# Adding light up eyes to a mask



## RedSonja (Sep 18, 2004)

Instead of buying a ready made prop, such as a reaper or a ghost, I was thinking I could make one by building a simple frame, using an old costume and a mask. But how can I get the flashing eyes effect?

The main reason I like the store bought props is for the lighting or sound effects. How can I create that same feel easily. And most likely quickly! I really want a standing prop to greet my guests at the door.

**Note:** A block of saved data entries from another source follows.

PR #694, opened 2016-05-31
Pan shortcuts: allow user to customize keys.

ydahhrk:
Pan Left, Pan Right, Pan Down and Pan Up used to be hardcoded into the arrow keys. I find this really awkward, as I need to pan often, my shortcut hand is sitting in the opposite side of the keyboard, and the spacebar option is a three step process my brain refuses to get used to. (Hit space, pan, hit space again.)

This commit allows the user to customize the four directional pan actions.

Objections?
Please review this change in particular:
https://github.com/ydahhrk/mypaint/commit/a165e6ab1275da0d4debf507ec2d235803ef8514#diff-43086ad29962d3495933ef1c3bc3ad5bL400

### DIFF
--- a/gui/accelmap.py
+++ b/gui/accelmap.py
@@ -397,8 +397,10 @@ class AccelMapEditor (Gtk.Grid):
         # So we get (<Shift>j, Shift+J) but just (plus, +). As I
         # understand it.
 
-        if not Gtk.accelerator_valid(keyval, mods):
-            return True
+        # This is rejecting some legit key combinations such as the
+        # arrowkeys, so I had to remove it...
+        #if not Gtk.accelerator_valid(keyval, mods):
+        #    return True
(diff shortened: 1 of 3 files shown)


achadwick:
I don't mind adding extra actions that the user can change the binding for. Even when their default binding is Left/Right/Up/Down.

But please leave the existing "extra" keymap bindings for the cursor keys as they are. It's like a fallback layer for when those keys aren't bound in the "main" keymap. It'll allow the cursor keys to be used even if WASD or whatever is bound in the main keymap.

ydahhrk:
k

ydahhrk:
Ok, done

achadwick:
Looks good to me, squashed and merged. I hope the commented-out test doesn't break anything.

Any help would be most appreciated!


----------



## Frankie's Girl (Aug 27, 2007)

You could order some LED lights from someplace like Monster Guts (I highly recommend them - check out the reviews section for other comments): http://www.monsterguts.com/lighting/led-eyes/prod_118.html

Or use a low-tech cheat like some mini lights on a battery operated string, and ping pong balls (cut in half and glued into the mask's eye sockets). I got some nifty lights from Walgreens that had ten mini lights, runs on two AA batteries, and even have a blink feature for $3.99 or 3/$10. They came in orange and purple. Band together 5 lights on each side, and attach them behind each eyeball, and you've got a quick and easy light-up prop.

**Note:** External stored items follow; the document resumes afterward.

PR #697, opened 2016-06-01
RootLayerStack.render_thumbnail: Ensure that the smaller side is > 0.

danpla:
With a frame like 10x1000px, the smaller scaled side becomes zero, and `pixbufsurface.Surface` raises an assertion error.


achadwick:
Good spot, thanks!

I actually have a witch I made last year and I used a gallon plastic milk jug and paper machéd the face onto the jug. I got a 1" x 2" and attached it to an artist's easel for the body, and the milk jug's mouth fits tight and firm on the 1" x 2" if you put two small slits into the sides of the mouth. The cool thing about this is that I could cut the back top portion of the jug (as the cut would be hidden by her hat and hair) and drop in glow sticks, a flashlight, or even a string of regular lights into her head and with the ping pong ball eyes, she looks very nice and works very well. Using a mask over a milk jug would give you a solid form for the mask, too.

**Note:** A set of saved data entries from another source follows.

PR #701, opened 2016-06-03
Layer groups: Propagate properties to children.

### LINKED ISSUE #699: Groups don't propagate properties to children
You can make a group invisible or lock it, but it will still be possible to change its children: paint, move, fill etc.

It should be possible for any item in a stack to somehow access the topmost group (but *not* the root stack itself) to return the right values from `visible`, `locked` and other properties. This also means that a group should *not* change properties of its children.

Krita can be used as a reference.

danpla:
I leave the FloodFill mode as is. Its behavior is especially buggy: it always creates a new layer on top of the locked, even if it's in a locked branch. If this is an acceptable PR, should I also add a commit to allow using the FloodFill only on paintable layers, even if "New Layer" is enabled? Or it's better to create a separate ticket on the issue tracker?

Fixes #699.


achadwick:
Very neat so far, and it seems to work out fine despite my misgivings about having a group reference for layers.

Would it be possible for you to split this commit into more minimal, working commits? Ideally, one commit should do one thing and one thing only.

lib/layer/core.py
```diff
@@ -237,6 +238,20 @@ def clear(self):
     ## Properties
 
     @property
+    def group(self):
```
achadwick: Please add some doctests (like `root`'s) for this property. In particular, the doctest _is_ documentation, so it should readably test which group of a nested structure a layer's `group` property refers to.

image

We need to be pretty fanatical about CI checks now the project is growing.

gui/freehand.py
```diff
@@ -657,9 +657,8 @@ def _process_queued_event(self, tdw, event_data):
             else:
                 drawstate.avgtime = (tavg, nevents)
 
-        # Refuse drawing if the layer is locked or hidden
         current_layer = model._layers.current
-        if current_layer.locked or not current_layer.visible:
+        if not current_layer.get_paintable():
```
achadwick: This recursive test might too much to do on every event, even in queues.

Also (and this is a more important shortcoming of the original code), the queued event handler should not be looking up the model's current layer on each queued event. Or even the target layer. What if the user has changed layers while there is a big queue to process? I think things are meant to flush before that happens, but it seems cleaner to avoid the *possiblity* of error too.

(So that's two problems... feel up for a fix of my code too?) :grinning: 

IMO, modes should observe the model more than they do right now. Painting modes should respond to potential changes of the get_paintable() state of the current layer by updating a boolean property. Use the boolean property at capture only, if capture is separate from painting. And FreehandMode should probably cache a target layer for its painting too, if that's possible.

lib/layer/data.py
```diff
@@ -1322,6 +1302,22 @@ def _load_strokemap_from_ora(self, elem, x, y, orazip=None, oradir=None):
...
+        """True if this layer currently accepts painting brushstrokes"""
+        return (
+            self.visible and
+            not self.locked and
+            self.branch_visible and
+            not self.branch_locked
+        )
+
+    def get_fillable(self):
+        """True if this layer currently accepts flood fill"""
```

That's what I'd did anyway. I'm not really technically gifted, so I have to work around the electrical/mechanical stuff until I can learn the ropes.


----------



## DaveintheGrave (Feb 12, 2004)

Another option (if you know how to solder an LED circuit) would be to use some of the LEDs that have the flashing circuit built in to them, like these from Allelectronics:
http://www.allelectronics.com/cgi-bin/category/340200/Flashing.html
Then I just use a complete ping-pong ball, paint an iris and bloodshot veins on it, drill a 3/16 in. hole in the back and insert the LED into it. The whole ping-pong ball should fit snugly in the eye socket of the mask.
That's what these are:


----------



## RedSonja (Sep 18, 2004)

Thanks for the ideas guys! I think I can make this work. Now, I just have to find a cool, cheap mask. Maybe the Goodwill.....


----------